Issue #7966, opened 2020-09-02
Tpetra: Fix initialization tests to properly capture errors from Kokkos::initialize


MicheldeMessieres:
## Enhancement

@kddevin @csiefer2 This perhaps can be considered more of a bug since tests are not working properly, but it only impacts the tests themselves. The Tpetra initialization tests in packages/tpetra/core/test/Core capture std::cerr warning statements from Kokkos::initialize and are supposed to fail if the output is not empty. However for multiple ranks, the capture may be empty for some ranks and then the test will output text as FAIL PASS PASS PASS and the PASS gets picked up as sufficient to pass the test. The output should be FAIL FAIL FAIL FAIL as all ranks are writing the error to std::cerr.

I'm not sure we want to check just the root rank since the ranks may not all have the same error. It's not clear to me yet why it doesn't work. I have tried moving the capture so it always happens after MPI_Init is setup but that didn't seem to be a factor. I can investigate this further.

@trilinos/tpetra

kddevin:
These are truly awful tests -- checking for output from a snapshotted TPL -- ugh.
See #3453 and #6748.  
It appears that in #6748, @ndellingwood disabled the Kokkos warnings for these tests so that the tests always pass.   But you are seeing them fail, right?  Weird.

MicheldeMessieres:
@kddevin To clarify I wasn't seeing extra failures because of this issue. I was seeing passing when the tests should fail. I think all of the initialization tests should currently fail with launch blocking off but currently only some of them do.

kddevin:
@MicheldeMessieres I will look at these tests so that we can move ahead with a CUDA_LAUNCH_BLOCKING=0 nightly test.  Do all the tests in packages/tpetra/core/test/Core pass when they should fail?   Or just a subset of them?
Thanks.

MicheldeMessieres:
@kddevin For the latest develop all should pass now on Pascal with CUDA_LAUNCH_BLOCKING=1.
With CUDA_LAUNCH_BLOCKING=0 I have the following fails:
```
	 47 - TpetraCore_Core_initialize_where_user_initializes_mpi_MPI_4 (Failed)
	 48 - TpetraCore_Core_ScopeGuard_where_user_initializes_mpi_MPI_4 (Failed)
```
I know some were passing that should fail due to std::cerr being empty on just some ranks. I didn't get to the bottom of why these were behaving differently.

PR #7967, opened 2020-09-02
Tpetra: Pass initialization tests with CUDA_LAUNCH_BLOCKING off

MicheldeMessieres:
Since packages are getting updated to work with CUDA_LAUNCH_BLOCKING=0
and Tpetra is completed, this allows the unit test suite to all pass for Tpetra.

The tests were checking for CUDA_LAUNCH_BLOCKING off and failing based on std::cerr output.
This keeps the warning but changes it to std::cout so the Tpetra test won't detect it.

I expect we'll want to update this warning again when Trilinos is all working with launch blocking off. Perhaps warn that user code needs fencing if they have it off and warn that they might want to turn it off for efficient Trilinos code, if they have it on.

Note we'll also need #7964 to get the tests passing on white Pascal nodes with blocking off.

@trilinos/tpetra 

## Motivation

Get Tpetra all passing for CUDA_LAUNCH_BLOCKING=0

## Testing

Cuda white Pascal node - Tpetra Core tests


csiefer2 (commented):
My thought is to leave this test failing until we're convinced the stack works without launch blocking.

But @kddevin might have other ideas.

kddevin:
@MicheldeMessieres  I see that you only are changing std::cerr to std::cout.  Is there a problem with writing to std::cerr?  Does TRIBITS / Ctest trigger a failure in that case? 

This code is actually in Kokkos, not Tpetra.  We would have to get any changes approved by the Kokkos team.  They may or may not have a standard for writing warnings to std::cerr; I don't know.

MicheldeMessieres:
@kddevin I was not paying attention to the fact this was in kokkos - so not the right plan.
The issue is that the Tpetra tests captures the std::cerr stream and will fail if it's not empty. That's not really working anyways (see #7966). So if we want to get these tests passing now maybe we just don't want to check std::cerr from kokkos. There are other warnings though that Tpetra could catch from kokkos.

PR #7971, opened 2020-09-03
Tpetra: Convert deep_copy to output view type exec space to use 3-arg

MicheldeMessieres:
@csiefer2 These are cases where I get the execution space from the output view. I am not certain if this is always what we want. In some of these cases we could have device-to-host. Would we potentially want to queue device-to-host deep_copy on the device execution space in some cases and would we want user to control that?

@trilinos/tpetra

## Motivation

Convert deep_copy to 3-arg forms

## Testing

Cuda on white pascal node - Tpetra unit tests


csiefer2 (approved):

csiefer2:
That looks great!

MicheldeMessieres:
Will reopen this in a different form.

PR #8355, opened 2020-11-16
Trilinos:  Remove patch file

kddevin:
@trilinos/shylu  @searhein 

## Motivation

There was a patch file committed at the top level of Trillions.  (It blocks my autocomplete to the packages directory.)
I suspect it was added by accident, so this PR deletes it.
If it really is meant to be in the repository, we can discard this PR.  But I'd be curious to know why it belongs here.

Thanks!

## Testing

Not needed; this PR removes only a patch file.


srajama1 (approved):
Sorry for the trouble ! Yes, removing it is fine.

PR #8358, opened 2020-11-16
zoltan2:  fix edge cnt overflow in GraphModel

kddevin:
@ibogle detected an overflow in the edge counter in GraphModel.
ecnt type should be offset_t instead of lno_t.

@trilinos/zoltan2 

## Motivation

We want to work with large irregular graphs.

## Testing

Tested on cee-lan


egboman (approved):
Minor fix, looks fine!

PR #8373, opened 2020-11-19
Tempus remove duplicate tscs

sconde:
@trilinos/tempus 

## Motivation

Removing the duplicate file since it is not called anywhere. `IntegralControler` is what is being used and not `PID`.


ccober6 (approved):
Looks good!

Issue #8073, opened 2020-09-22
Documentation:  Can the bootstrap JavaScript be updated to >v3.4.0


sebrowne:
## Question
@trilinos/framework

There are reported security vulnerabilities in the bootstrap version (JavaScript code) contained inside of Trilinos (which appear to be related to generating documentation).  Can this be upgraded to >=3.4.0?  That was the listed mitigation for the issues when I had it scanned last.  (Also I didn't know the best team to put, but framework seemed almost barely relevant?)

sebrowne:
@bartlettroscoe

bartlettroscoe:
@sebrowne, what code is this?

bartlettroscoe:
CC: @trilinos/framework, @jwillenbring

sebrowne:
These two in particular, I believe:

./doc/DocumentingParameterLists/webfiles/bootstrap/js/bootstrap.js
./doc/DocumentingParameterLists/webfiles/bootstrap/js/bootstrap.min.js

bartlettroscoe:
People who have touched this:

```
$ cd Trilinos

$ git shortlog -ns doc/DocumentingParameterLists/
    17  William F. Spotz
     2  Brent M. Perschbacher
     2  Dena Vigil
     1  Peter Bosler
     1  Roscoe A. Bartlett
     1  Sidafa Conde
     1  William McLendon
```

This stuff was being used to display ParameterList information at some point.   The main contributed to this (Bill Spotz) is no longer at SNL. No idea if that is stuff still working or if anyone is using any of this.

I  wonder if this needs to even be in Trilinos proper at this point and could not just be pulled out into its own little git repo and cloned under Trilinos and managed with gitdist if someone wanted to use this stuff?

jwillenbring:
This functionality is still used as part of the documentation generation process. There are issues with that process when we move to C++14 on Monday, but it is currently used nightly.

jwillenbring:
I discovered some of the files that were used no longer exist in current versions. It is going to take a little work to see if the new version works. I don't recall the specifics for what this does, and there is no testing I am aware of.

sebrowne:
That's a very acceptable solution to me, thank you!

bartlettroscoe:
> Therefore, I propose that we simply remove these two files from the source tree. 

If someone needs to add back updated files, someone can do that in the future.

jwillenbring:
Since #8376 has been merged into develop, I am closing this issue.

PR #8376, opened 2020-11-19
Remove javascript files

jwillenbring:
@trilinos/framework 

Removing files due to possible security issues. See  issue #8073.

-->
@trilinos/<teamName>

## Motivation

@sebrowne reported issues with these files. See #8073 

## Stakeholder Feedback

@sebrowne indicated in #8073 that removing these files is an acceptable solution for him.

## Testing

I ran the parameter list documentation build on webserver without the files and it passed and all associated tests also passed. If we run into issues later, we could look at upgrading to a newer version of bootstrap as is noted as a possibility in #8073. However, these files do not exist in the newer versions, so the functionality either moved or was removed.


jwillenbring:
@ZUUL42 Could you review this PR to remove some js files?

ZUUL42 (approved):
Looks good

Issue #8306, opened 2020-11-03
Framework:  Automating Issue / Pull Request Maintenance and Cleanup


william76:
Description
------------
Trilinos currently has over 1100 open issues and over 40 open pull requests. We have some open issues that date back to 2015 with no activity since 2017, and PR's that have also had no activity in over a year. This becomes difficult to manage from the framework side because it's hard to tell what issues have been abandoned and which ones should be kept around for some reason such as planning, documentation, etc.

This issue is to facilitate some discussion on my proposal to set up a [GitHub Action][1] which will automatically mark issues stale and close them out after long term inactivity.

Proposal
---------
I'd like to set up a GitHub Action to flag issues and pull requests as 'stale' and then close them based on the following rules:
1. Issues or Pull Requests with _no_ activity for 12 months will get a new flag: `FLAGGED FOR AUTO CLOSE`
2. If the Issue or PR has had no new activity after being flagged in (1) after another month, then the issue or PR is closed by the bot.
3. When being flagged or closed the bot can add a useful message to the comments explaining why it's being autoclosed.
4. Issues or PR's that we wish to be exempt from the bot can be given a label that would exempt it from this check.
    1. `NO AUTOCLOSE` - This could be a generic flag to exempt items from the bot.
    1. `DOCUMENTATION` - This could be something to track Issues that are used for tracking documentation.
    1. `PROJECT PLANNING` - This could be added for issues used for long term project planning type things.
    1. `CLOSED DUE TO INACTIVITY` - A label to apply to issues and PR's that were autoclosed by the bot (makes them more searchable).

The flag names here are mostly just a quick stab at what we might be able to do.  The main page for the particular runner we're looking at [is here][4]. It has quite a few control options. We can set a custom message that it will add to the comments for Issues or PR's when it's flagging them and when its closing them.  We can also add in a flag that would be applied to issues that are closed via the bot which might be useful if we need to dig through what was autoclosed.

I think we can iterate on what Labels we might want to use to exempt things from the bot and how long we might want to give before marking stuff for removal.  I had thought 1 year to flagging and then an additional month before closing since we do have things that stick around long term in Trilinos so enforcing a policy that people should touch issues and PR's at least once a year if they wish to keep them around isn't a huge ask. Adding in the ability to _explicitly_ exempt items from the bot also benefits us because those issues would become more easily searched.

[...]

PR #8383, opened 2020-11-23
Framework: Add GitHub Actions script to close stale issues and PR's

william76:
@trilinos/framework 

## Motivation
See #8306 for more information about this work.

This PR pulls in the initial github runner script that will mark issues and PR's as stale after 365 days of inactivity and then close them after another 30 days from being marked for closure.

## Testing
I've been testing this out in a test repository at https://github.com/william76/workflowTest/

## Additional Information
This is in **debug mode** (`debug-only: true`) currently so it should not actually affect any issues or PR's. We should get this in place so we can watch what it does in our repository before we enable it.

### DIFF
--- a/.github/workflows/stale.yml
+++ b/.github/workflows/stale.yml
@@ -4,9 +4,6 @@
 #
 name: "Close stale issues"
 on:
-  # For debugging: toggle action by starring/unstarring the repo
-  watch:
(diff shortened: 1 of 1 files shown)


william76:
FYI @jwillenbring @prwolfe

════════════════════

(WORK ITEM)
Return, please, the lines of the data from the first through the line containing "## Enhancement", both kept, exactly as they stand and nothing more.

(WRITTEN ANSWER)
Issue #7966, opened 2020-09-02
Tpetra: Fix initialization tests to properly capture errors from Kokkos::initialize


MicheldeMessieres:
## Enhancement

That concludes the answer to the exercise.